Quantum computing is on the cusp of changing the world.
While the technology is still caught between conception and large-scale deployment, it is impossible to ignore. Similar to the early days of AI, the obstacles are real, but so is its long-term impact.
As progress continues, organisations need to start building awareness and developing the skills of their future workforce. Preparing now will help ensure they are ready to adapt as quantum technologies mature.
Technological shifts toward quantum computing
As the technology industry continues to evolve at pace and scale, quantum computing is steadily moving into focus.
Unsurprisingly, the explosion of AI – especially Generative AI – is shaping this trajectory. While talent and funding are currently prioritising AI due to its more immediate and tangible results, accelerated quantum development is a natural consequence of this AI adoption. AI is already improving circuit design and enabling more effective error correction. As a result, while AI and quantum compete for resources, it is ultimately an enabler of quantum progress, creating short-term competition but long-term synergy between the two fields.
Large technology companies are also playing a defining role. By offering quantum capabilities through cloud platforms, the likes of IBM, Google, and Microsoft are making experimentation with the technology more accessible. At the same time, continued investment in both hardware and software is pushing quantum beyond academic environments and into broader technology ecosystems.
As a result, quantum technology is rapidly becoming strategically critical, particularly in the context of national security. Its implications for cryptography and national security are driving significant government investment. In a bold move the UK government recently announced a pioneering programme worth up to £2 billion in investment, to ensure the UK stays at the forefront of quantum innovation. One of the outcomes of this investment is a commitment to build large-scale quantum computers on UK shores by the early 2030s. The UK is the first country to date to make this a commitment of this type, but others are sure to follow suit.
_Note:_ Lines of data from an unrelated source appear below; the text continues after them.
Issue #1925, opened 2026-02-17
Champ: Standardize Learner Hints


felixwalberg:
Develop a convention/standard format for how we hint that learners need to make changes. Should these all be TODO comments in the code? Should it be mentioned in the narrative? Both? Whatever we decide, we will make sure it is consistent to avoid confusion.

PR #1952, opened 2026-02-19
Champ standardize hint

Fauche-r:
As discussed in Issue #1925, we needed some more hint, as well as standardizing hint as a whole. I believe keeping some hint in game is useful,(in conjunction with in code TODO and hint) as it allow player to get a good idea of what they need to change on their first playthrough, instead of having to play the game, and then find out on their own what problem exist.

### DIFF
--- a/scenes/quests/story_quests/champ/1_combat/combat_components/champ_combat.dialogue
+++ b/scenes/quests/story_quests/champ/1_combat/combat_components/champ_combat.dialogue
@@ -12,6 +12,6 @@ Of course, he could always experiment with something else that might be more ent
 ~ well_done
 Evan has fed whatever swims below the dark surface of the lake, but he only got a glimpse of something he thought looked green and scaly. 
 It swims so fast! He must push forward to keep up.
-He believe if those buoy had been more flamboyant and bold in their color, the thing that lurked beneath might have been more attracted.
-If you want to help the next poor soul who come through here, open the buoy.tscn scene, and replace the Sprite Frames resource with an image worthy of being a true buoy.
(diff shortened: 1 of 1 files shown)


scenes/quests/story_quests/champ/1_combat/combat_components/champ_combat.dialogue
```diff
@@ -12,4 +12,6 @@ Of course, he could always experiment with something else that might be more ent
 ~ well_done
 Evan has fed whatever swims below the dark surface of the lake, but he only got a glimpse of something he thought looked green and scaly. 
 It swims so fast! He must push forward to keep up.
+He believe if those buoy had been more flamboyant and bold in their color, the thing that lurked beneath might have been more attracted.
```
felixwalberg: There might be a tiny conflict with #1950, but it will be an easy fix as it's just dialogue text.

scenes/quests/story_quests/champ/3_stealth/champ_incomplete_character.gd
```diff
@@ -82,9 +82,11 @@ func _apply_blink() -> void:
 
 ## Function to remove collisions, allowing the player to walk on water tiles
 func _walk_on_water() -> void:
+	#remove the collision of the Water_border, allowing player to "walk" on "water"
 	$"../TileMapLayers/Water_border".enabled = false
```
wjt, line 86: In general, `$../` is an anti-pattern. If there are nodes elsewhere in the scene that this script wants to reference, it should have an `@export` and you should assign the nodes in the inspector.

Fauche-r: We addressed this issue in PR #1977.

Preparing the workforce for quantum computing
Quantum may not be imminent just yet, but businesses and policymakers alike should be preparing its rapid escalation.
As we have seen with AI, organisations, and employees who have not learned about responsible deployment often fail to reap the benefits.
The same mistake should not happen with quantum computing.
Quantum will be transformative, although the technology requires highly specialised skills which are currently scarce. It combines physics, mathematics, and computer science, creating a steep talent gap that cannot be filled quickly. The technology industry must start preparing and educating the next generation.
Early preparation will ensure a workforce capable of building, using, and regulating quantum systems as they mature. It also helps organisations stay competitive, avoiding a ‘wait-and-react’ disadvantage when breakthroughs occur. Beyond technical roles, business leaders must understand quantum’s implications to identify use cases and risks.
Ultimately, investing in education now positions organisations to capture value early, adapt faster, and avoid being left behind in a strategically critical field.
What will the next year look like for quantum innovation?
The quantum industry is shifting from hype to practicality. We have entered the ‘post-hype, pre-breakthrough’ phase, focusing on steady progress that prioritises achievable, real-world impact.
Over the next year, there will be continued improvements in hardware, including more stable qubits, reduced error rates, and modest scaling of systems. At the same time, software and algorithms will advance quickly, especially in hybrid quantum-classical approaches where near-term value is more realistic.
For venture investors, near-term opportunities fall under cryogenics, control electronics, lasers, materials and early error-correction infrastructure. In the longer term, quantum may provide an advantage in areas like materials science or biotech.
Additionally, enterprise experimentation will continue to grow as AI accelerates quantum development itself, alongside greater investment from global tech companies and governments. These investments will help to create demand and validate early capabilities, including application exploration, purchasing access to early systems and supporting strategic areas like secure communication and post-quantum cryptography.
The next year will reinforce a phase of building and preparation, laying foundations for the eventual scale of quantum computing. Whilst the timelines may be uncertain, the trajectory is not. Once quantum computing starts, it will not slow down, and preparation today will determine who benefits tomorrow.